### RECORDS FOR THE EXERCISE

PR #50, opened 2016-07-07
Mimetype diff [WIP]

vidartf:
Implements a separate diff routine for outputs / mime bundles. This prevents large MIME data fields from being processed using character based diff, which scales horribly for large data strings. Now they are either processed as single blobs, or with a line-based diff.

This PR also implements a naive line-based diff algorithm (simply treats it as a list of strings), which can hopefully be improved in the future. Other fields/strings are also likely to benefit from using this instead of the character based diff, but I would wait with that discussion until @martinal is back in business.

#### TODO:
 - [ ] Tests
 - [ ] Determine which MIME types to treat as multiline strings, and which to treat as single blobs. Currently only 'text/*' MIME types are treated as strings.


nbdime/diffing/notebooks.py
```diff
@@ -133,23 +108,69 @@ def compare_output_data(x, y):
...
+    for key in sorted(akeys - bkeys):
+        di.remove(key)
+
+    # Handle values for keys in both a and b
+    for key in sorted(akeys & bkeys):
+        avalue = a[key]
+        bvalue = b[key]
+
+        # FIXME: Use linebased diff of some types of outputs:
+        # if key.startswith('text/') or key in _non_text_split_mimes = {
```
minrk: Maybe put a collection of mime-type patterns to test as a module global, so it's easier to add to. What you have here is a reasonable starting point.

Issue #51, opened 2016-07-13
build webapp in setup.py


minrk:
and make sure it's included in install

martinal:
On my setup with a virtualenv with npm installed via 'pip install nodeenv', setup.py doesn't build npm packages in nbdime/webapp and nbdime-web properly.

PR #65, opened 2016-07-16
Added a command to setup.py to run npm install and build

gahjelle:
See Issue #51.

I have added a command for running `npm install` and `npm build` during setup.py. The command is set to be run automatically on `build`, `develop`, and `sdist`. The code is mainly inspired by the similar code for jupyterlab, https://github.com/jupyter/jupyterlab/blob/master/setup.py

For now, the `npm install` checks for the `node_modules` directory, and runs if that directory does not exist, while `npm build` runs every time. There might be better ways to trigger this (I am not very familiar with node)?

### DIFF
--- a/README.md
+++ b/README.md
@@ -16,9 +16,5 @@ Install the [codecov browser extension](https://github.com/codecov/browser-exten
 
     git clone https://github.com/jupyter/nbdime
     cd nbdime
-    # for web-based diff tool:
-      cd nbdime/webapp
-      npm install && npm run build
-      cd ../..
     pip install .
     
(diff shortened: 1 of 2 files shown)


minrk:
@gahjelle thanks! This is a good start, and an improvement on what we had before.

> For now, the npm install checks for the node_modules directory, and runs if that directory does not exist, while npm build runs every time.

`npm install` should perhaps check if `node_modules` is newer than `package.json`. And by the time we release, `npm run build` should not run when installing from a release, as those will include the built js.

Issue #60, opened 2016-07-15
Markdown should be rendered


minrk:
including mathjax, etc.

While we don't have rich rendered markdown diff, we can still show source diffs there,
but at least unchanged markdown should be rendered.

vidartf:
:+1:

vidartf:
Fixed in #67, so can be closed.

PR #67, opened 2016-07-25
Render unchanged markdown

vidartf:
Ref #60. Not sure if all the dependecies for MathJax is included


.gitignore
```diff
@@ -18,3 +18,9 @@ nbdime/webapp/build/
 nbdime/webapp/test/build/
 
 nbdime/webapp/static/*bundle.js*
+nbdime/webapp/static/fa396483b7ade73b4727bad6aa027a35.html
```
minrk: These could presumably be blobs, right?

vidartf:
Refactored build system to use typescript loaders in webpack. This helps simplify the build process, and gives typescript sourcemaps for debugging. Also separates built static content into a separate folder for easy git-ignore.

PR #68, opened 2016-07-25
Handle empty root metadata diff

vidartf:
Previously this would fail the assert in `createPatchDiffModel()` for empty diffs in the assert.


minrk:
Needs rebase after #67, but 👍

vidartf:
:recycle: rebased

Issue #74, opened 2016-07-27
Use object to describe merge descisions


vidartf:
Motivated by a need to communicate the merge results/conflicts to the mergetool, I would propose to have the merge algorithm build a structure which defines its decisions. A gist outlining a proposal for such a format can be found here: https://gist.github.com/vidartf/5ff461d224583772ff799732956d8f07

This decision structure could then be applied to the base directly to produce the merged file or sent to the merge tool.

Advantages include:
 - Mergetool gets all the information it needs:
    - Which diffs are in conflict with each others.
    - Can easily show local/remote diffs aligned with merged output.
    - Can show the source of all difference in merged vs. base (i.e. color highlighting to say "this change comes from local, and this change comes from remote", which is good for context).
    - Has the original diffs easily accessible if the user wants to overrule/reset default decisions.
 - In the merge routine, the decision making is separated from how those decisions are applied to the notebook (e.g. inserting conflict markers). This should also help compartmentalize the code for easier maintenance and unit testing.

Input would be very welcome on:
 - Are there any cases where this will break down / cause inefficiencies?
 - Should there be any changes to the proposed format for describing the decisions?

martinal:
You convinced me of the general concept yesterday and I'm still with you.

Some input:

For the simple case, action could also be "either" when local and remote diffs are equal. Not important for the patching, but useful for the display?

I believe your actions list for the resolved case covers all relevant cases from the strategies list in nbdime/merging/notebooks.py.

I'm not sure if we need both type and action, maybe they can be combined:
- type=simple corresponds to action="local" or "remote" or "either"
- type=conflict corresponds to action=None (or maybe use "conflict" or "undecided")

martinal:
Also as we talked about yesterday, which may not be clear for other readers here, the merge algorithm produces this merge data structure but does not apply it in case of conflict (i.e. if any item here has action=None) but rather sends the base document and this structure for the GUI to apply. This seems to be a clean separation of concerns, and we avoid doing some patching here, some patching there.

martinal:
Basically when this structure is passed around, it represents different things:

- from the initial merge it represents the safe easy to resolve actions
- from the autoresolve stage it represents the opinionated resolutions
- when the gui gets this it can treat it as the recommendations to present to the user
- as the user works with the gui, this structure represents the resolutions the user chooses

minrk:
[...]

PR #75, opened 2016-07-28
Add a JSON schema describing merge decision format

vidartf:
See #74 for discussion about the format.

In addition to describing the format, it should be useful for unit testing.

### DIFF
--- a/nbdime/merge_format.schema.json
+++ b/nbdime/merge_format.schema.json
@@ -29,7 +29,7 @@
 
         "action": {
           "description": "How the merge was resolved, or for conflicted entries, the \"best\" initial suggestion for resolution",
-          "enum": ["local", "remote", "base", "clear", "custom"]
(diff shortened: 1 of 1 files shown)


nbdime/merge_format.schema.json
```diff
@@ -0,0 +1,144 @@
...
+        },
+
+        "conflict": {
+          "type": "boolean",
+          "description": "Whether the entry is conflicted or not"
+        },
+
+        "action": {
+          "description": "How the merge was resolved, or for conflicted entries, the \"best\" initial suggestion for resolution",
+          "enum": ["local", "remote", "base", "clear", "custom"]
```
martinal: What about "local_then_remote" and "remote_then_local"? Or would you cover that by combining the diffs into "custom_diff"?

And "either"? Although that's recoverable by checking if local_diff == remote_diff.

vidartf: I add all three in a new commit.

vidartf:
Schema updated as discussed in #74.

### WHAT IS EXPECTED
Reproduce exactly, and with no other material, the lines between those holding "- Are there" and "You convinced me", inclusive.

### RESPONSE TO THIS EXERCISE
 - Are there any cases where this will break down / cause inefficiencies?
 - Should there be any changes to the proposed format for describing the decisions?

martinal:
You convinced me of the general concept yesterday and I'm still with you.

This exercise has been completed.